Start of Block

PR #527, opened 2026-08-31
Databases & Versions: one panel for the releases and the databases made from them

### LINKED ISSUE #257: create new database but click away from vs code loses changes
If you try to create a database, you'll get 4 popups - stone version, name, etc.  But if you click away from VS Code to say, lookup an available netldi name, you'll lose all your previous changes. 

Should either let the user see running stones/netldis in the "add database" tool or get the info from the user in a way that they can click away from VS code and not lose their work.

---
_Migrated from GitLab: [GemStone/grail#68](https://code.gemtalksystems.com/GemStone/grail/-/work_items/68)_

### LINKED ISSUE #526: Integrate the Manager's Databases and Versions into the sidebar
## Summary

Versions and databases live in two places that disagree. The sidebar has a **Versions**
section, a **Databases** section and a **Processes** section; the GemStone Manager webview
(draft #454) shows much of the same information again, in more detail, on a surface of its
own. Bring them together: the Manager's databases and versions become one panel reached
from the sidebar's Databases section, and the sidebar sections they replace go away.

The same change replaces the four-Quick-Pick database creation flow with a form, which is
what #257 asks for — a chain of popups loses every answer already given the moment focus
leaves VS Code.

This is one piece of a larger effort to move the GemStone Manager into the sidebar a
component at a time (see Context below); it is not that whole effort.

## Acceptance criteria

- The **Versions** sidebar section is gone; installed releases are a list in the new panel,
  with install, register-a-local-build, remove, open-folder and open-terminal on each row.
- Getting a release is one action: downloading and unpacking are not two steps, and removing
  a release takes away everything installing it put there.
- The panel is reached from a visible affordance on the sidebar's **Databases** section, not
  only from the Command Palette.
- Creating a database is a single form: every answer visible at once, names already in use
  shown beside the fields that must avoid them, and nothing lost when focus leaves VS Code.
  (#257)
- A database shows its logins, the sessions opened from them, its stone and NetLDI, and its
  files — so the **Processes** sidebar section is no longer needed and is removed.
- The sidebar's Databases section keeps working as it does today.

## Context

The agreed architecture, from a design discussion in August 2026: navigation stays in the
sidebar where VS Code users expect it, advanced management moves into separate web views,
and the Manager is refactored piecemeal — one isolated component per pull request, each
reviewable on its own and each leaving Jasper working if the rest never arrives. The
countervailing constraint from the same discussion is discoverability: anything reachable
only through the Command Palette is effectively hidden, so each panel gets a visible
affordance on the row or section it belongs to.

The first component to move was **Session Configuration** (#511, PR #513). This is the
second. Still to come: a **Quick Start** panel gathering the first-run actions, and the
Manager's remaining sections — operating-system prerequisite checks, and connections. The
all-in-one Manager webview is retired once the last component has moved.

## Implementation notes

The panel would follow the conventions established by `client/src/configuration/`: a host
module owning the webview and its message protocol, a companion plain-JS view file injected
as a nonce'd script under a strict CSP, and a dependency bag rather than an import of
`extension.ts`.

Lifting the Manager's two sections needs more than the two render functions — the draft
Manager branch also added supporting API those sections depend on, including a split of
`VersionManager` into a network half and a disk half.

One inconsistency to settle while doing this: the Session Configuration panel draws its
glyphs as inline SVG codicon paths, while the Manager uses the `@vscode/codicons` webfont.
One of the two should probably win.

ericwinger:
## Summary

The **Versions** section leaves the sidebar. Its twelve row actions only ever worked by clicking a row — typed into the Command Palette they threw, because each handler expects a tree row and got nothing, so "it's still in the palette" was never a real fallback. They now live in a **Databases & Versions** panel, opened from the Databases section title bar.

This is the second slice of moving the GemStone Manager into the sidebar piecemeal, after Session Configuration (#511 → #513). The panel's two sections are lifted from the draft Manager (#454) and trimmed; its OS checks, Connect section, guided tour and Configuration section are deliberately not here.

## Versions

A release is a row in a table — version, status, size, released — rather than a line of hover icons:

- **Install** downloads *and* unpacks, and deletes the archive once the unpack lands, so **Remove** is its exact inverse. Previously Remove left the archive behind and the release reappeared offering to install itself again, which reads as the removal having failed.
- **Remove** says Remove whichever kind of row it is — an archive, an installed product tree, or a link to a build you compiled. The tooltip says which is about to happen.
- Register Local Version, Show in Finder, Open Terminal, Install Windows Client.

## Creating a database is a form

No longer four Quick Picks in a row, so going to look up a free NetLDI name no longer throws away the three answers already given (**closes #257**). Names in use are listed beside the fields you have to avoid them in; a clash or a bad character is refused where it was typed; the NFS warning that was a modal is now a line in the form with the override — and a "choose another folder" button — beside it.

## Each database

Its logins, the sessions opened from them, its stone and NetLDI, and its files (newest first, with timestamps). A session row offers what the Logins & Sessions row shows, plus **Ping**, which moves here out of Session Configuration — a liveness check isn't a setting, and here the answer can name the session that asked.

**New: back up a stopped database's extents.** Jasper's two existing backups both run through a live session, so neither could be taken of a database sitting there stopped — exactly when copying extents is safe and cheap. Kept in `backups/extents/`, apart from the logical backups, because both are `.dbf` files restored in completely different ways; one list offering one restore over both is how a database gets destroyed. Restore is the existing **Replace Extent → Browse**, which already refuses a live stone.

## Also here

- **Logging in no longer drags the sidebar to the Explorer.** Two causes: an explicit view switch, and the Explorer's auto-select ending in `TreeView.reveal`, which makes VS Code *show* that view and brings its container forward.
- **Open Workspace is no longer per-session** — it worked on the *active* session, and the per-session variant quietly re-selected your session as a side effect. Moved to the Logins & Sessions title bar.
- **Processes leaves the sidebar.** A database's own processes are on its panel row. Note this was the only place a stone Jasper *didn't* create was visible.
- **Show in Finder opens the folder** for a version and a database alike; they differed, and arrived differently relative to the editor window.

## Worth your eye

1. **This panel uses the `@vscode/codicons` webfont; the Session Configuration panel from #513 uses inline SVG codicon paths and says so in a comment.** The dependency was added because the lifted code was built around the font, but the two now disagree. Happy to convert either way.
2. **`showConfigurationCommand` now also accepts `{ sessionId }`**, not just a tree item — the panel has no tree row to hand over.
3. **Session commands are allow-listed** in the host. The message comes from a webview; passing its string to `executeCommand` would let anything reachable by name run with a live session.
4. **Supporting code came from #454 too**, not just the two panes: `VersionManager` splits into a network half and a disk half (which also fixes downloaded releases vanishing from the list when the download site is unreachable), plus `wslStatFilesSync` for file times and a `SessionManager.onDidAddSession` event.

## Testing

Client 6959, server 322, mcp 92, all green; lint, format and compile clean. Client-only diff, so no CI matrix. New behaviour is mutation-tested — the form surviving a mid-typing refresh, Remove taking the archive with it, the stopped-stone backup gate, the session-command allow-list, and the no-jump-on-connect fix each fail when the fix is reverted.

Closes #257
Closes #526


ericwinger:
Pushed a review pass (`e7fcb290`) before you start, so you are not reading code I already knew was wrong.

I reviewed the branch against `main` and audited the webview message protocol in both directions — every action the view can send against every case the host handles. Six real defects, all fixed and covered:

- **The Databases section's two New Database buttons created a broken database.** Both posted a bare `createDatabase`, which the host reads as a filled-in form; every field arrived undefined and a `db-N` directory was written whose `database.yaml` recorded a version of `"undefined"`. They open the form now, and the host refuses an incomplete create message outright rather than half-honouring it.
- **Opening the panel straight into the form did nothing on a cold open** — `beginCreate` was posted before the webview had a listener. It waits for the `ready` handshake now.
- **The Versions list was permanently empty on Windows without WSL**, which also made the Windows-client actions unreachable since they only exist on a rendered row.
- **A downloaded archive the catalogue does not list carried no file name** — that is every downloaded archive when the download site is unreachable — so Install resolved to the root directory and Remove silently did nothing.
- **The Extent backups folder button opened the log directory.**
- **A comment claimed the extent dropdown carried the user's choice into the replace flow.** It never did; the unused argument is gone and the comment now says what actually happens.

Also removed nine dead message cases and a dead field left by the trim, and swept the README and WSL guide, which still described the Versions and Processes sidebar views section by section.

Nineteen tests added, each mutation-checked by reverting its fix. Coverage also extended to the create path's success case — it writes a database directory, a `database.yaml` and a login, and only its refusals had been tested.

Still green: client 6984, server 322, mcp 92. The codicon webfont-vs-inline-SVG question in the description is unchanged and still yours to call.

client/src/extension.ts
```diff
@@ -317,13 +318,6 @@ export async function handleClassDefinitionCompiled(event: ClassDefinitionCompil
  * otherwise, with several sessions open, Execute It would target whichever
  * session happened to already be active.
  */
```
MatiasFernandez: 🚫 This JSDoc belonged to `openWorkspaceForSession`, which the PR deletes — it's now a floating block describing a function that no longer exists, right above the Getting Started constants.

It's not the only one; the lift out of #454 seems to have left a few docs detached from what they document:

- `client/src/databaseManager.ts` — the `stillRunningMessage` doc block ("Why a destructive operation was refused…") now sits above the new `extentBackupDir`, with a second doc block under it.
- `client/src/manager/databasesPanel.ts` — `DatabasesPanel.show` carries two stacked doc blocks (the `preserveFocus` one and the `startCreating` one); `listFiles` has one saying "sorted by name" directly above one saying "newest first", which is what the code actually does; `bringUp` is documented as "Run one of the allowed session commands against a live session"; `buildLoginTargets` is documented as "The selected session, without touching the GCI…"; and there's a dangling `// Parsed system.conf descriptions, one map per version…` comment with no field under it.

Could you sweep these? A wrong doc costs more than a missing one — a reader (or an agent) trusts `listFiles`'s first line and gets the opposite of the truth.

client/src/extension.ts
```diff
@@ -3665,11 +3679,10 @@ export function activate(context: vscode.ExtensionContext) {
         const wslInfo = await getWslInfoAsync();
         vscode.commands.executeCommand('setContext', 'gemstone.wslAvailable', wslInfo.available);
       }
-      // eslint-disable-next-line @typescript-eslint/no-floating-promises -- FIXME: unhandled floating promise; needs investigation to decide await vs. void vs. .catch before this rule is enabled repo-wide
-      versionProvider.loadVersions();
+      refreshVersions();
     }),
 
-    vscode.commands.registerCommand('gemstone.downloadVersion', async (item: VersionItem) => {
+    vscode.commands.registerCommand('gemstone.downloadVersion', async (item: VersionTarget) => {
```
MatiasFernandez: 💭 The PR description's motivation for the move is that the Versions row actions "typed into the Command Palette threw, because each handler expects a tree row and got nothing". That's still true after this change: `gemstone.downloadVersion`, `extractVersion`, `deleteDownload`, `deleteExtracted`, `unregisterLocalVersion`, `openVersionFolder`, `openVersionTerminal`, `downloadWindowsClient`, `openWindowsClientFolder` and `deleteWindowsClientExtracted` are all still in `contributes.commands` with no `commandPalette` gate, so they're still listed and still hit `item.version` on `undefined`.

The row that used to invoke them is gone, so the palette is now the *only* way to reach them — which makes the throw easier to hit than before, not harder. Should they get `"when": "false"` entries in `menus.commandPalette` now that the panel is the way in?

Same question, smaller stakes, for `gemstone.createDatabase`: the palette now offers both "GemStone Admin: Create Database" (the four Quick Picks) and "GemStone: New Database…" (the form). I understand why the command stays registered — quickSetup and the walkthrough call it — but does it need to stay *visible*?

client/src/manager/databasesPanel.ts
```diff
@@ -0,0 +1,1907 @@
...
+    if (!v) return;
+    await vscode.commands.executeCommand(command, { version: v });
+    await this.postState();
+  }
+
+  /**
+   * Run a version command on the release with this number. They take a tree item
+   * and read only its `version`, so that is what the panel hands them.
+   */
+  private async versionCommand(command: string, version: string): Promise<void> {
```
MatiasFernandez: 💭 `versionCommand` and `runVersionCommand` (just above) look identical to me — find the release in `lastVersions` by number, `executeCommand(command, { version: target })`, `postState()`. The message switch picks between them seemingly at random: `extractVersion`/`deleteDownload`/`unregisterLocalVersion`/`openVersionFolder` go through one, `openVersionTerminal`/`installWindowsClient`/`openWindowsClientFolder`/`deleteWindowsClient` through the other.

Is there a difference I'm missing? If not, could we keep one? Two names for the same thing invites a future change to land in only one of them, and the next reader will spend a while looking for the distinction that justifies the split.

client/src/manager/databasesPanel.ts
```diff
@@ -0,0 +1,1907 @@
...
+      rootPath: risk ? risk.rootPath : this.deps.storage.getRootPath(),
+    };
+  }
+
+  private async openDbSubfolder(dirName: string, folder: string): Promise<void> {
+    const db = this.lastDatabases.find((d) => d.dirName === dirName);
+    if (!db) return;
+    // Whitelisted rather than joined blindly: `folder` arrives from the webview.
+    const ALLOWED = ['conf', 'backups', 'backups/extents', 'log'];
+    const sub = ALLOWED.includes(folder) ? folder : 'log';
```
MatiasFernandez: 💭 When `folder` isn't on the allow-list this opens the `log` directory instead — and the test pins that (`['../../etc', 'log']`). Since the only sender is our own view, an off-list value means the view and the host have drifted, and silently opening a *different* folder makes that look like the click worked.

Would `if (!ALLOWED.includes(folder)) return;` be better here? It fails closed, and a button that does nothing is a much louder bug report than one that opens the wrong thing. The comment above says "whitelisted rather than joined blindly", which reads like refusal is what was intended.

client/src/manager/databasesPanel.ts
```diff
@@ -0,0 +1,1907 @@
...
+  // ── State ─────────────────────────────────────────────────────────────────
+
+  /**
+   * Render twice: first from what is already on disk, then again once the
+   * download catalog answers. Only the version list differs between the two, so
+   * the second post reuses the first state rather than re-running the OS,
+   * process and database scans — and an unreachable catalog costs the panel
+   * nothing but its available-versions rows.
+   */
+  private async postState(): Promise<void> {
```
MatiasFernandez: 💭 `rebuild()` goes to some trouble to serialise itself (`rebuilding`/`rebuildAgain`) so "two rebuilds [don't] post their states out of order" — but `postState()`, which nearly every message handler calls, has no such guard and posts twice with an `await` in between.

Two actions in quick succession (say Start Stone then Log in) give two overlapping `postState()`s; if the first one's remote pass resolves last, it posts a state built before the second action's effects. The panel would then sit showing stale rows until something else triggers a redraw.

The window is small once the catalog is cached, but is it worth routing `postState` through the same guard, or giving it a monotonic sequence number so a late state is dropped?

client/src/wslFs.ts
```diff
@@ -256,3 +257,88 @@ export function wslChmodSync(p: string, mode: number | string): void {
...
+/**
+ * The plain files directly inside `p`, sorted, with directories left out.
+ *
+ * Callers that want this list have to have it in one round trip: a readdir
+ * followed by a wslIsFile per entry costs one `wsl.exe` spawn per file, which
+ * a directory of stone logs turns into seconds of a frozen extension host.
+ * `ls -A1p` marks directories with a trailing `/`, and readdir's Dirent answers
+ * the same question natively, so neither side needs a stat per name.
+ */
+export function wslListFilesSync(p: string): string[] {
```
MatiasFernandez: 💭 Is `wslListFilesSync` used anywhere? I only see it referenced from `wslStatFilesSync`'s doc comment — `databasesPanel.listFiles` goes through `wslStatFilesSync`. If it was a stepping stone to the stat version, should it come out? Otherwise it's a WSL-only code path with no caller and no test to keep it honest.

client/src/manager/databasesView.js
```diff
@@ -0,0 +1,1378 @@
...
+          .map((l) => {
+            const open = l.sessions || [];
+            const head = `<div class="db-line db-login">
+                <span class="db-line-name"><span class="session-mark"></span><span class="db-login-user">${esc(l.user)}</span></span>
+                <span class="db-line-actions">${btn('editLogin', 'Edit login', 'edit', null, {
+                  login: l.label,
+                  iconOnly: true,
+                })}${btn('connectLogin', 'Log in', null, 'btn-secondary', {
+                  login: l.label,
+                  title: `Log in to ${esc(db.stoneName)} as ${esc(l.user)}`,
```
MatiasFernandez: nit: `btn()` already escapes `a.title` (`title="${esc(a.title || label)}"`), so pre-escaping inside the template double-escapes it — a stone named `A&B` shows as `A&amp;B` in the tooltip. Same at line 508 (`Log out session ${esc(...)}`) and 615 (`Remove the stale lock file for ${esc(proc.name)}`). Dropping the inner `esc()` at those three sites is enough; the surrounding calls that pass raw strings are already right.

client/src/manager/__tests__/localVersion.test.ts
```diff
@@ -161,108 +160,87 @@ describe('VersionManager.deleteExtracted', () => {
 
 // ── VersionTreeProvider (local version display) ─────────────
 
-describe('VersionItem (local version)', () => {
```
MatiasFernandez: 💭 I see there is code like this that now may be just tied to the new view, which is organized under the "manager" folder. Could we do a pass to see if more files/code can be moved within that folder now that we are replacing the sidebar versions section with the new webview?

MatiasFernandez (approved):
Approved with some comments worth reviewing

ericwinger:
## UX review, and what came of it

@MatiasFernandez sent this UX pass from using the panel, separately from the code review. Recording it here with the outcome, since it arrived outside the PR and the fixes are now on the branch (`afc4eefe`).

> - When clicking on the + button on the sidebar, the "Databases & Versions" view opens, but there's a noticeable delay in changing the view to the "New Database" one. I would guess there's a way to make that faster, and I'm not sure if it could be even slower on other users' machines (I have a very recent and powerful MacBook).
> - play & stop buttons within a database within the web view are not colored.
> - Hovering over the icons next to the "Extent" dropdown takes ages to show the tooltip. I guess that's because we are using the native HTML tooltips. This could be a follow-up, but probably tweaking that UX would be helpful for new users..
> - Clicking the + icon on a fresh extension install or clicking the New Database... button in the "databases" sidebar before installing any gemstone version opens the "new database" webview but in a broken state that is not easy to solve from there. You will need to cancel the database creation to see the main "Databases & Versions" view, where you can download a version and try again.

All four are fixed. Your machine was not the slow one — the delay was real, and worse on a slower network than on a slower CPU.

**The delay before the form.** `beginCreate` was posted *after* the first state, and building that state ends by asking the download site for its catalogue. So a whole network round trip sat between the click and the form, with the lists on screen for the duration — which is why it scaled with the network rather than the machine, and why an offline or throttled connection made it much worse than what you saw. It is posted before the state now, and the view draws the form with the first state that arrives. The lists never render at all.

**Uncoloured play and stop.** The database's own power control was already red-stops/green-starts; the Stone and NetLDI rows directly beneath it were plain glyphs. They take the same colouring now.

**Slow tooltips.** Native `title`, exactly as you guessed — the browser holds it back for about a second and a half. Not deferred: every explanation in the panel is now `data-tip` and the panel draws its own bubble after 150 ms, immediately for a reader who arrived by keyboard. It is a fixed element on the document body, because the `overflow` rule that gives each section its rounded corners would otherwise clip it.

**The broken form on a fresh install.** The form is built from installed releases, so with none there was an empty release list, an empty extent list, a Create that could never be pressed — and, because the panel had been opened only for the form, a Cancel that closed the whole window rather than revealing the panel behind it. The machine that most needed the Versions list was the one that could not reach it. Asked for the form with nothing to copy, the panel now shows the lists, with Versions leading them as it already does in that state, above a line saying why the form did not open.

**One more, found by hand.** That line first carried an **Install Version…** button of its own. Manually validating these fixes in a clean-slate window is what caught it: three **Install Version…** on a single screen, because the Versions section header and its empty state each already had a pair. The line is words only now, and the header gives its pair up to the empty state below it, where the sentence explaining them is. One of each. Worth noting that the doubled header/empty-state pair predates this branch's UX work — it only became obvious once a third one was sitting above it.

Twenty-three tests added, each checked by restoring the old behaviour and watching it fail. The tooltip change also removed the last code referencing the pinned-info popover, which turned out to have been unreachable for some time — nothing renders the attribute that opened it — so its stylesheet block went too: twenty-three rules for a Configuration section this panel does not have, left behind when that section was trimmed out of the lift. Say the word if you would rather review that separately and have it put back.

Still green: client 6999, server 322, mcp 92.

Your last point — missing the panel's whole-database play/stop in the sidebar — is a gap in the sidebar rather than a fix to this panel, so it is filed as [#535](https://github.com/GemTalk/Jasper/issues/535) rather than growing this branch. Nothing was tracking it before that.

client/src/extension.ts
ericwinger: Swept, and you were right that the first line is the dangerous part.

- The Workspace-per-session block is gone along with the function it documented.
- `stillRunningMessage`'s doc is back on `stillRunningMessage`; `extentBackupDir` keeps its own.
- `DatabasesPanel.show` has one block now, with both paragraphs in it.
- `listFiles` no longer opens by claiming the opposite of what it does.
- `bringUp` says it starts whichever servers are not up. The session-command sentence it was carrying belonged to `sessionCommand`, which had no doc at all, so it moved there.
- `buildLoginTargets` describes the login rows it builds.
- The dangling `system.conf` comment is gone — and so is the line in the `refresh` handler saying it drops that cache, since the cache went in the trim too.

Two more the sweep turned up: `listBackups` and the `logFiles`/`confFiles` field both cited "the sidebar tree", whose ordering no longer matches the panel's.

client/src/extension.ts
ericwinger: Good catch, and worse than a gate would fix — so they are out of the palette entirely.

Removing the `contributes.commands` entry is what actually takes a command out of the palette; the `registerCommand` call keeps it callable by name, which is how the panel drives it. So this removes ten declaration blocks instead of adding ten `"when": "false"` stanzas, and the diff shrinks. I checked each one first: no menu entries, no keybindings, no walkthrough or welcome-view links pointed at them. I left a comment above the handlers saying why they are deliberately undeclared, so nobody helpfully adds them back.

On `createDatabase` — it did not need to stay at all. `quickSetup` calls `databaseManager.createDatabaseDirect` directly, and the walkthrough and the empty-view welcome now link `gemstone.newDatabase` and `gemstone.quickSetup`. The comment above the handler claiming otherwise was stale. Nothing reached the command, so nothing reached the 172-line Quick Pick method behind it either, and both are deleted.

One knock-on your comment led me to: the walkthrough still told users to run **Create Database** from the **Versions** view. Both are gone, so it now describes the panel.

client/src/manager/databasesPanel.ts
ericwinger: Nothing you are missing — they were byte-identical. `runVersionCommand` is gone and its four call sites now use `versionCommand`, which is the one that carried the doc comment.

client/src/manager/databasesPanel.ts
ericwinger: Agreed, and the comment was indeed describing the intent rather than the code. It is `if (!ALLOWED.includes(folder)) return;` now.

The test that pinned the old behaviour is split in two: the four allowed folders still assert the path they open, and a new case asserts that an off-list folder opens nothing at all. Mutation-checked by restoring the `log` fallback — the new case fails.

client/src/manager/databasesPanel.ts
ericwinger: Worth it, and done — a sequence number rather than routing through `rebuilding`, since the two want different things: `rebuild` needs to coalesce and run one more pass, while a superseded `postState` just needs dropping.

Every pass stamps `stateSeq` on the way in and checks it is still the current one before each post, so an overtaken pass is discarded instead of repainting. `rebuild` shares the same counter — it also builds asynchronously and posts at the end, so a late pass from either side can be the stale one, and guarding only `postState` would leave half the race open.

Neither Eric nor I could reproduce the stale rows by hand, even with the catalogue unreachable to widen the window, so the fix rests on the test rather than on a sighting. It holds two passes in flight on held catalog answers and finishes them in the losing order; reverting the guard fails it.

client/src/wslFs.ts
ericwinger: It was a stepping stone, and it is out. `wslStatFilesSync`'s doc comment referred to it by name, so that sentence is rewritten rather than left pointing at nothing.

client/src/manager/databasesView.js
ericwinger: Right on all three — `btn()` escapes the explanation it is handed, so pre-escaping showed `A&amp;B`. The inner `esc()` is gone at all three sites.

Two tests cover it now, one for a stone and login name and one for a process name, both using `A&B`. Restoring the double escape fails both.

client/src/manager/__tests__/localVersion.test.ts
ericwinger: Done in this branch. Seven files moved to `client/src/manager/`, with their tests — including this one:

- `versionManager.ts`, `versionMatch.ts`
- `databaseManager.ts`, `extentBackupManager.ts`
- `processManager.ts`
- `databaseTreeProvider.ts`, `processTreeProvider.ts`

Import paths were rewritten by resolving each specifier against the file's old location and recomputing it from the new one, so only paths that had to change did. Sixteen other files updated their imports; git tracks all fourteen as renames.

The pass turned up one thing worth more than a move. `ProcessTreeProvider` was no longer bound to any view — `gemstoneProcesses` left `contributes.views` in this branch and nothing registers it — but it was not dead either: behind its event it re-ran `gslist` and re-probed the WSL address, which does not survive a restart, firing a second time when that probe lands so the panel picks up the new address without a manual Refresh. So it is now a `ProcessWatcher` with those two jobs and the event, and no tree. `ProcessItem` went with it; it had shrunk to a type annotation on two handlers, which take a `{ process }` target now — what the panel was already sending them.

That drops the client total by 10: fifteen tests asserting the tooltip, description and `contextValue` of a row nothing renders, replaced by five on what the watcher does.

Eric is deciding whether he wants you to look again, since this landed after your approval.

ericwinger:
## Review fixes

All eight review comments are addressed on `ccb8332f`; each is answered in its own thread with what changed and why.

**In short**

- **Docs.** Seven detached or contradicting blocks put back on what they describe, plus two the sweep turned up (`listBackups` and the `logFiles` field both cited a sidebar ordering that is no longer the panel's).
- **Palette.** The ten version commands lose their `contributes.commands` entries, which takes them out of the palette while leaving them callable by name — so this removes ten blocks rather than adding ten `when: false` stanzas. The four-Quick-Pick **Create Database** goes entirely: nothing called it, and nothing called the 172-line method behind it either.
- **Duplicates and dead weight.** `runVersionCommand` and `versionCommand` were the same function twice; `wslListFilesSync` had no caller.
- **Failing closed.** An unrecognised folder now opens nothing instead of quietly opening the log directory.
- **Ordering.** State passes carry a sequence number, so a pass overtaken by a newer one is dropped rather than repainting with stale rows. Shared with `rebuild`, since a late pass from either side can be the stale one.
- **Escaping.** Three tooltips escaped text the button helper escapes again — a stone named `A&B` introduced itself as `A&amp;B`.

**Also in this round**

The manager code moves in beside the panel: the version, database and process managers and the two tree providers now live under `client/src/manager/` with their tests. `ProcessTreeProvider` became a `ProcessWatcher` on the way — its view left the sidebar in this branch, but the `gslist` re-read and the WSL address re-probe behind its event are still needed, so those stay and the tree goes.

**Testing.** Three new tests, each mutation-checked by reverting its fix. The client total moves 7002 → 6992: fifteen tests asserting the appearance of a tree row nothing renders any more, replaced by five on what the watcher does. `main` is merged in. CI green on all legs.

One test needed a second pass — it drove two refreshes to get two state passes in flight, but Refresh re-probes WSL first and only on Windows, where that shells out to `wsl.exe` and takes seconds, so the test was measuring the probe. The panel tests hold `needsWsl` to false now, so every platform walks the same path.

End of Block

#### Work instructions
Look through the entries above. Copy each line in which the string "probably" occurs.

#### Reply
One of the two should probably win.
> - Hovering over the icons next to the "Extent" dropdown takes ages to show the tooltip. I guess that's because we are using the native HTML tooltips. This could be a follow-up, but probably tweaking that UX would be helpful for new users..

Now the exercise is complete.